> **What needs to be done**
From the entries, return every line where the string "composer" shows up.

> **Data shown**
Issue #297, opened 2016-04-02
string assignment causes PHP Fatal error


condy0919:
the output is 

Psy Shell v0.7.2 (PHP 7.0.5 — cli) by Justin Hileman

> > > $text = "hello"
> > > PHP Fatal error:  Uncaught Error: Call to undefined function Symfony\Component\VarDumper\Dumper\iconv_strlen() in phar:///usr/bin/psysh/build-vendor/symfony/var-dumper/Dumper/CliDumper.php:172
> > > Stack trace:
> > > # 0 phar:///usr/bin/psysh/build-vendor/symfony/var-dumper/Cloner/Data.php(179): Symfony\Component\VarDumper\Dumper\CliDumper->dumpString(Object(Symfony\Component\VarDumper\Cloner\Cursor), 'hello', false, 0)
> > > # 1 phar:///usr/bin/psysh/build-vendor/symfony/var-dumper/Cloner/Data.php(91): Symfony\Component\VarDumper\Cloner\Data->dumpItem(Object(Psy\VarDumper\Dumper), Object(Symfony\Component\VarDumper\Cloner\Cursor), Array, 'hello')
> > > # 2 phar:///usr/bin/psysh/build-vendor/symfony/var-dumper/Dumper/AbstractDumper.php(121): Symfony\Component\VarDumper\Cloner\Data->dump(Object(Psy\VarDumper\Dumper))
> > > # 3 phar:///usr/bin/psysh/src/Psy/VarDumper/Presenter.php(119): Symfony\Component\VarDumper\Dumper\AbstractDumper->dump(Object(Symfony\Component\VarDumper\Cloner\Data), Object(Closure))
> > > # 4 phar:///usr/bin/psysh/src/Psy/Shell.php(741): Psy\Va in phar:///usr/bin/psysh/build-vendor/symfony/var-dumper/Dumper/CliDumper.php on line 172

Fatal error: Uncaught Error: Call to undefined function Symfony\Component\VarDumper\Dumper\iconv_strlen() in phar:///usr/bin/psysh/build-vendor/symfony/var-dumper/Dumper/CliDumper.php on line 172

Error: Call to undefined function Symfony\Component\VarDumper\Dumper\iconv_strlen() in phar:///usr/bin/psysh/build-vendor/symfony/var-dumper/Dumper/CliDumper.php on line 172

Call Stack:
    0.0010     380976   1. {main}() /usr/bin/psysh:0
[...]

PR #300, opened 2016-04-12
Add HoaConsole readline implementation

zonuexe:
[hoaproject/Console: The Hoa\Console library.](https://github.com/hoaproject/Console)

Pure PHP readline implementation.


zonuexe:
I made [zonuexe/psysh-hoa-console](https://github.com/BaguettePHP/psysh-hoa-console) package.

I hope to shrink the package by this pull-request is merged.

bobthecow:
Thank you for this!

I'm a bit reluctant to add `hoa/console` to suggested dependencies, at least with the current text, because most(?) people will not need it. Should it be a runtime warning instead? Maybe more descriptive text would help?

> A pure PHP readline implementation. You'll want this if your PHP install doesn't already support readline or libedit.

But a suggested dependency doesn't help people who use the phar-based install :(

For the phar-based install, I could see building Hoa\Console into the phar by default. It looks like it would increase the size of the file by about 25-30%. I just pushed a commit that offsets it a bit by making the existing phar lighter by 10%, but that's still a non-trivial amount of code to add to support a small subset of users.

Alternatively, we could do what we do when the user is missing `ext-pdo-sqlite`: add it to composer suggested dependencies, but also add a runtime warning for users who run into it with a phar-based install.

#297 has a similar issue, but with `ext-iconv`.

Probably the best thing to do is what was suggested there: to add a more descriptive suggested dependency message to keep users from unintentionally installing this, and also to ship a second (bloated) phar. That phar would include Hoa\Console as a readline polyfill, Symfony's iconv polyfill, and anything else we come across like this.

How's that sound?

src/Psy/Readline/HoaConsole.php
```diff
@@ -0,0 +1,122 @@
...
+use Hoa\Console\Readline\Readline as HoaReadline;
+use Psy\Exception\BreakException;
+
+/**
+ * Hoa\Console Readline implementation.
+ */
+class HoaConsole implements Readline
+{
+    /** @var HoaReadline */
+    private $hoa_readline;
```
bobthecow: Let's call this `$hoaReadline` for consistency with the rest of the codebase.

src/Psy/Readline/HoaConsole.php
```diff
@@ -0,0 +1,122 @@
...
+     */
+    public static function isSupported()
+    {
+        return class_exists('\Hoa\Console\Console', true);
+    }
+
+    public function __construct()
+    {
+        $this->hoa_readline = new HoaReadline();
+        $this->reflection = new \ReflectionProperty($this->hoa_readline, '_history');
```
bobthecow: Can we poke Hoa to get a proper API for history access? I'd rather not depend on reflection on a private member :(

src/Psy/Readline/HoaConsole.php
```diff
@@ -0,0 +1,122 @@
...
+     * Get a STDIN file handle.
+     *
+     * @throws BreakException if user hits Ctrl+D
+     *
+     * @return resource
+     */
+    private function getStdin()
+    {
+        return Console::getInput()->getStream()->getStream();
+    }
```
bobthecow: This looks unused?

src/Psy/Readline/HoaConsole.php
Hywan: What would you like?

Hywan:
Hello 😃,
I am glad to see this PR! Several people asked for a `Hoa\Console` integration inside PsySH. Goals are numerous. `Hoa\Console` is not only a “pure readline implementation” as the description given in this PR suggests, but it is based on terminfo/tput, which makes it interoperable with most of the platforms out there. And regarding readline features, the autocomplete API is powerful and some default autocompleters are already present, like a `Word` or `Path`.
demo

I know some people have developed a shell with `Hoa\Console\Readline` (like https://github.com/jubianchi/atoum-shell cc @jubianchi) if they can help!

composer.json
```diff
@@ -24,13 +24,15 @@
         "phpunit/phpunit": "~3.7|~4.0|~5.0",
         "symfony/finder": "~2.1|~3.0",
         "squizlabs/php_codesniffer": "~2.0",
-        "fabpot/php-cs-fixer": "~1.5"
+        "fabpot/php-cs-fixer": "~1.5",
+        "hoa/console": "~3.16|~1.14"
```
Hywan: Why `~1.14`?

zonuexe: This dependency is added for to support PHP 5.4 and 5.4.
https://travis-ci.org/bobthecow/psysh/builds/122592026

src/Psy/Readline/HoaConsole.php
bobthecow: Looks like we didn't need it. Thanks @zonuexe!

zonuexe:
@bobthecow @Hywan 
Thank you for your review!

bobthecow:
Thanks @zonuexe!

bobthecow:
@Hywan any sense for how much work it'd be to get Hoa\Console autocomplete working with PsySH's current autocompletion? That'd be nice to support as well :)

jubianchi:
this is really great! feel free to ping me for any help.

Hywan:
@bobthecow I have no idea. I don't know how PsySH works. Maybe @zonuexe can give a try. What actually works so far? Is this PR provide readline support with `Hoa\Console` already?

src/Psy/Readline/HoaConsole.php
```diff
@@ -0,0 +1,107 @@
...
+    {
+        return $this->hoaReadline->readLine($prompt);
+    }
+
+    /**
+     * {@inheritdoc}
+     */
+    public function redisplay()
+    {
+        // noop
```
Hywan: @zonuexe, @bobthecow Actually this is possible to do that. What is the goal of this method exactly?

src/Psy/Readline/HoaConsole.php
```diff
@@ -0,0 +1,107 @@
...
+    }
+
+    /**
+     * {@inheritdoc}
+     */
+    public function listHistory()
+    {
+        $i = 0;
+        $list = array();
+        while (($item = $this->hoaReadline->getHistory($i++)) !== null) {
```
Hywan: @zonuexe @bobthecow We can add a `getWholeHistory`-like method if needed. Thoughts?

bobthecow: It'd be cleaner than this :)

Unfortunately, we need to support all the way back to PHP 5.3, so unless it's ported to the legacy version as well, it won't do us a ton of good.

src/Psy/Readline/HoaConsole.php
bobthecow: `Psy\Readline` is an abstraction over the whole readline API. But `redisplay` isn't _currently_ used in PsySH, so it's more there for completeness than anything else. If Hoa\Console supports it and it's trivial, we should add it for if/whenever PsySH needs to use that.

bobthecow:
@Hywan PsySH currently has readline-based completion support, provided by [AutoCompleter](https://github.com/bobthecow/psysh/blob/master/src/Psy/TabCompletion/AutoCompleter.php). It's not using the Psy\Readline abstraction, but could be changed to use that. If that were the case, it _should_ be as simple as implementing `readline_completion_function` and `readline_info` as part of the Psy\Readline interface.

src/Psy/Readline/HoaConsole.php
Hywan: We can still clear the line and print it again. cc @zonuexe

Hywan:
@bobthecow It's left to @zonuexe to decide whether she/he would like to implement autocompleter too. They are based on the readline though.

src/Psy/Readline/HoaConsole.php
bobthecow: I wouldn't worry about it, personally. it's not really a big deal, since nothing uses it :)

--

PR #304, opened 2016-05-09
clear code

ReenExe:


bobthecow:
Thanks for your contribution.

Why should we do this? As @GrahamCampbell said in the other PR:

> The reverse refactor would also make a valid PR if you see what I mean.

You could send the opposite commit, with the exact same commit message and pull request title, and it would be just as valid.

> **Exercise output**
Alternatively, we could do what we do when the user is missing `ext-pdo-sqlite`: add it to composer suggested dependencies, but also add a runtime warning for users who run into it with a phar-based install.
composer.json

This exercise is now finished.